Ela se virou, e aquela foi minha deixa para deixar o quarto pra menina tomar banho. Ufa, que bom que tudo tinha se resolvido ! E melhor, antes mesmo de Merida acordar ! Em alguns minutos ela iria abrir a porta com um sorriso no rosto e eu poderia voltar ao que eu estava fantasiando no caminho para a casa dela.

Depois de passar um tempo encarando os quadros do corredor da casa, resolvi matar o tempo jogando um pouquinho de Doodle Jump no celular. Mas quando o peguei, vi que tinha duas chamadas perdidas...do meu chefe.

Engoli em seco. Só faltava o velho desgraçado me ligar e estragar tudo de novo.

Mas não podia ficar sem atender, senão ele me tostava vivo. Rezando para que não fosse nada demais, disquei seu número e levei o aparelho ao ouvido:

– É irônico trabalhar atendendo telefones todos os dias, mas quando é o seu, nunca atender, Frost. – ele disse, naquela voz esnobe e chata de sempre.

Respirei fundo para não mandar uma resposta malcriada praquele babaca, e disse, calmamente :

– O senhor queria falar comigo, sr. Pitch ?

– Ah, sim, eu gostaria. – ele fez uma pausa – Só avisá-lo de uma coisinha rápida. Na segunda-feira, arrume suas coisas e limpe sua mesa.

– Hã...? – perguntei, confuso.

– Está demitido, Frost.

Meu queixo caiu no chão. Então sim, o velho podia me foder novamente. Era só ele sentir a presença de uma aura feliz em mim que ele tinha que aparecer para destruí-la em segundos.

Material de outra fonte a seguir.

PR #4035, opened 2015-12-30
Simplify the urlPrefix method to make it easier to understand

bmac:


fivetanley:
*much better* thank you!

PR #4039, opened 2016-01-04
Replace calls to store.find with store.findRecord

pangratz:
`store.find` has been deprecated in `1.13` and been officially removed in the `2.x` series. This updates all references in the public documentation to use `store.findRecord`. Also some tests were still using `store.find` (which is still available since it is needed in the `model()` hook of Ember, but it is private now).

– Por quê ?! – dei um grito esganiçado sem querer – O que eu fiz de errado ?!

Ouvi uma risada sarcástica do outro lado da linha.

– Você sabe muito bem o que fez, Frost. Se não souber, pergunte à sua amiga Merida. Até. – e desligou na minha cara.

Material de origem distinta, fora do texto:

Issue #2456, opened 2014-11-08
Use shared test helpers from ember-dev.


rwjblue:
Pulled into ember in https://github.com/emberjs/ember.js/pull/9516.

Helpers from https://github.com/emberjs/ember-dev.  Can be used as a plain bower repo, or an ember-cli addon (though I have not tested as an addon just yet).

Basically in Ember we did the following:

```javascript
var EmberDevTestHelperAssert = window.Ember.__loader.require('ember-dev/test-helper/index')['default'];
var setupQUnit = window.Ember.__loader.require('ember-dev/test-helper/setup-qunit')['default'];

var testHelpers = new EmberDevTestHelperAssert(window.Ember, EmberDev.runningProdBuild);
setupQUnit(testHelpers);
```

This adds the following helpers (not a complete list, just what I could think of):

* `expectDeprecation`
* `expectNoDeprecation` 
* `ignoreDeprecation`
* `expectAssertion`
* `ignoreAssertion`

Also, confirms that the following is true at the end of each test (to ensure tests do not bleed through to each other):

* No pending run loops.
* No views in `Ember.View.views`
* No templates in `Ember.TEMPLATES`

igorT:
Ping

bmac:
I'll try to get to this issue this week.

fivetanley:
closing thanks to @pangratz in #4040

PR #4040, opened 2016-01-04
Use test helpers from ember dev

pangratz:
This PR replaces the currently used test helpers to check for correct assertions, deprecations etcetera with the ones from [emberjs/ember-dev](https://github.com/emberjs/ember-dev).

This addresses #2456

---

### TODO

- [x] investigate why tests are not failing although `ember-dev` helper [raises error](https://travis-ci.org/pangratz/data/builds/100128108#L1023-L1032)
- [x] fix failing test by wrapping [this](https://git.io/vzZw9) line in `Ember.run`
- [x] decide if we want to use patched `QUnit.module` or our own `module`


pangratz:
Hmm, looks like although the `ember-dev` helpers throw an error that one test has a pending run loop at the end, the build does not fail: https://travis-ci.org/pangratz/data/builds/100128108#L1023-L1032.

I am investigating...

stefanpenner:
awesome

pangratz:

Demitido ?! Eu sabia o que tinha feito ?! E onde Merida entrava nessa história ?!

E de novo, tinha ido de felicidade extrema para mundo caindo. Não dava para acreditar. Ok, eu odiava aquele emprego mais do que tudo (mentira, só não mais do que aquele chefe do inferno), mas não podia sair daquele jeito ! Puta merda, o que meu pai iria dizer quando soubesse daquilo ?! Eu estava ferrado. F-E-R-R-A-D-O, com todas as letras.

Mas afinal, o que Merida tinha a ver com aquilo ? Se fosse para me demitir no dia em que fiquei conversando com ela, ele teria feito aquilo logo ! Eu não pisei mais na bola depois ! Então por que estava sendo mandado para a rua ?!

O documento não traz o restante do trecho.